Oasis hacia la tierra prometida
Durante siete siglos fuimos el orgullo de Turín. El agua de un canal del río Dora impulsaba los mecanismos de nuestras muelas de piedra que giraban día y noche.
Éramos dieciocho molinos. Por nuestras venas corría sangre común. Convertíamos los granos de trigo en costales de harina; anticipo del pan horneado. Transformábamos las mazorcas en harina de maíz; fundamento de la polenta que aplaca el hambre en los hogares pobres.
Habíamos sobrevivido a patronos sin escrúpulos y a épocas de carestía. Las sequías tampoco consiguieron detener nuestro girar. A nuestro alrededor crecía una población formada por los molineros y sus familias.
Nunca olvidaremos aquel día que tanto alteró nuestra existencia. Escuchamos un murmullo lejano. Cuando tomamos conciencia de lo que acontecía, un clamor nuevo lo invadía todo. Sus voces jóvenes taparon el ruido de la molienda. Sus risas se impusieron al rechinar de nuestros ejes.
Les observamos sorprendidos. Un primer grupo de muchachos portaba un ajuar propio de monjes: reclinatorios, cuadros de santos, candelabros, casullas, vinajeras y una diminuta estatua de la Virgen. Otro grupo acarreaba bártulos de feria: zancos, aros, oscuras ranas de bronce con la boca abierta, cuerdas y bochas. ¡Desacostumbrado paisanaje para molinos y molineros!
Como si de un nuevo pueblo hebreo se tratara, plantaron su tienda a nuestro lado. Les guiaba un sacerdote joven llamado Don Bosco. Por vez primera en nuestra dilatada historia, nos convertimos en una Tierra Prometida. Ellos tiñeron nuestro suelo con colores de alegría. El cansino rodar de nuestras muelas se acompasó al ritmo de sus cantos y plegarias.
Pero todo cambió una tarde gris de otoño. Cesaron súbitamente sus risas. Se detuvieron sus juegos… De nada sirvieron nuestras súplicas. Marcharon sin un adiós.

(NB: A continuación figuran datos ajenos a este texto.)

PR #1105, opened 2022-02-02
Check GraalVM vendor

### LINKED ISSUE #1102: Inet6Address::cached_scoped_id removed in JDK 11.0.14
See https://bugs.openjdk.java.net/browse/JDK-8216417

The jniconfig-java11.json file includes the method `Inet6Address::cached_scoped_id`, but that can only be applied only until 11.0.13. Based on GraalVM's java version, Substrate will need to remove it, if JDK >= 11.0.14.

### LINKED ISSUE #1104: Detect and warn if GraalVM build is not the required version
Gluon builds of GraalVM are required to use Substrate and GluonFX plugins, however, official builds (release/dev) could be used without any guarantee.
Substrate should check the GraalVM version and warn the user about this.

jperedadnr:
### Issue

Fixes #1104
Fixes #1102

### Progress

### DIFF
--- a/src/main/java/com/gluonhq/substrate/Constants.java
+++ b/src/main/java/com/gluonhq/substrate/Constants.java
@@ -117,7 +117,7 @@ public class Constants {
     /**
      * Supported GraalVM versions
      */
-    public static final String GRAALVM_MIN_VERSION = "21.0";
+    public static final String GRAALVM_MIN_VERSION = "22.0";
     public static final String GRAALVM_JAVA_MIN_VERSION = "11.0";
 
     /**
--- a/src/main/java/com/gluonhq/substrate/SubstrateDispatcher.java
+++ b/src/main/java/com/gluonhq/substrate/SubstrateDispatcher.java
@@ -380,6 +380,7 @@ public class SubstrateDispatcher {
 
         this.config.checkGraalVMVersion();
         this.config.checkGraalVMJavaVersion();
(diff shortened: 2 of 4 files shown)


src/main/java/com/gluonhq/substrate/Constants.java
```diff
@@ -117,7 +117,7 @@
     /**
      * Supported GraalVM versions
      */
-    public static final String GRAALVM_MIN_VERSION = "21.0";
+    public static final String GRAALVM_MIN_VERSION = "22.0";
```
johanvos, line 120: shouldn't this be 22.0.0.3 since the cached_scope_id field is removed?

jperedadnr: Hmm, we only check major.minor.patch versions, but it could be added

johanvos: not really needed though with the check on the vendor which is part of this PR

johanvos (approved):

tiainen (approved):

src/main/java/com/gluonhq/substrate/Constants.java
jperedadnr: The check will log a warning only, so those using 22.0.0.2 or lower will need to add the method to the jni list or use runAgent

PR #1184, opened 2022-10-31
Change default value from 1 to 2

### LINKED ISSUE #1183: Change -Dmonocle.input.touchRadius value to 2
Following https://stackoverflow.com/questions/74097583/combobox-makes-selection-with-touch-events-difficult, a value of 1 causes touch events to not register correctly on some devices (tested on 2 Samsung Galaxys). A value of 2 works better. I suggest changing the default for Andoird to 2 at https://github.com/gluonhq/substrate/blob/master/src/main/resources/native/android/c/launcher.c#L69.

nlisker:
Changes the value of `-Dmonocle.input.touchRadius` from 1 to 2.

Fixes #1183

### Progress

### DIFF
--- a/src/main/resources/native/android/c/launcher.c
+++ b/src/main/resources/native/android/c/launcher.c
@@ -66,7 +66,7 @@ const char *origArgs[] = {
     "-Dcom.sun.javafx.gestures.rotate=true",
     "-Dcom.sun.javafx.gestures.scroll=true",
     "-Djavafx.verbose=false",
-    "-Dmonocle.input.touchRadius=1",
+    "-Dmonocle.input.touchRadius=2",
     "-Dmonocle.input.traceEvents.verbose=false",
     "-Dprism.verbose=true",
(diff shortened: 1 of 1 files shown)


javateer:
Do not do this.

Changing the default value from 1 to 2 imposes that change onto all developers' applications. This change comes at the cost of scrolling lists no longer moving in a smooth, fluid manner. Instead, the widgets being scrolled shift in a choppy / shakey undesirable fashion. This being "the norm" of an app built using GluonFX will hurt its brand.

An appropriate fix with demonstration code provided [here](https://github.com/gluonhq/substrate/pull/1183) proves the default value of monocle.input.touchRadius = 1 can remain, and still, the GluonFX touch/drag events work as expected across all devices, including the problematic Samsung.

Anyone that still has cause to want to increase monocle.input.touchRadius to value of 2 or greater can still do so onto their own application without burdening the entire community to override that change back to 1 in their own apps' configuration.

PR #1209, opened 2023-03-04
Let Android OS handle volume events

### LINKED ISSUE #1208: [Android] KeyEvents from volume buttons shouldn't be consumed
Android MainActivity currently consumes all the events after passing them to the JavaFX layer. This applies to the volume (Up/Down) events from the volume buttons, which prevents from getting the system volume menu to show up and adjust the volume level accordingly. 
This implies that the event has to be managed from the JavaFX layer instead (sending a callback to Android to process the event).

See https://github.com/gluonhq/attach/pull/348/commits/f2025d84eefb2be939790a10f996d0a7a839f5d8 for reference.

jperedadnr:
### Issue

Fixes #1208

### Progress

### DIFF
--- a/src/main/resources/native/android/android_project/app/src/main/java/com/gluonhq/helloandroid/MainActivity.java
+++ b/src/main/resources/native/android/android_project/app/src/main/java/com/gluonhq/helloandroid/MainActivity.java
@@ -1,5 +1,5 @@
 /*
- * Copyright (c) 2019, 2022, Gluon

Tras su partida nos invadió la nostalgia y el desencanto. Tomamos conciencia de la dura realidad: no habíamos conseguido ser su tierra prometida. Regresamos a la rutina.
Días después supimos que los molineros habían hecho todo lo posible para expulsarles. Quizás temían que aquellas vidas jóvenes les despertaran de la lánguida modorra de su existencia.
Tras esta historia, todavía nos mantuvimos en pie durante un siglo. Al fin, quedamos obsoletos. Las autoridades decidieron derribarnos. Nuestros vetustos muros provocaron al caer una densa polvareda. Mientras se desvanecía nuestra vida, recordamos los meses pasados con los chicos de Don Bosco. Aunque nos hubiera gustado convertirnos en su definitiva tierra prometida, valió la pena ser un oasis de paso para ellos y para Don Bosco.
Nota: Julio 1845. Don Bosco obtiene permiso para trasladarse con sus muchachos a Los Molinos del río Dora. Cuatro meses después, a causa de las protestas de los molineros, el ayuntamiento retira la autorización. El Oratorio seguirá peregrinando (MBe II, 233-237; 256-259).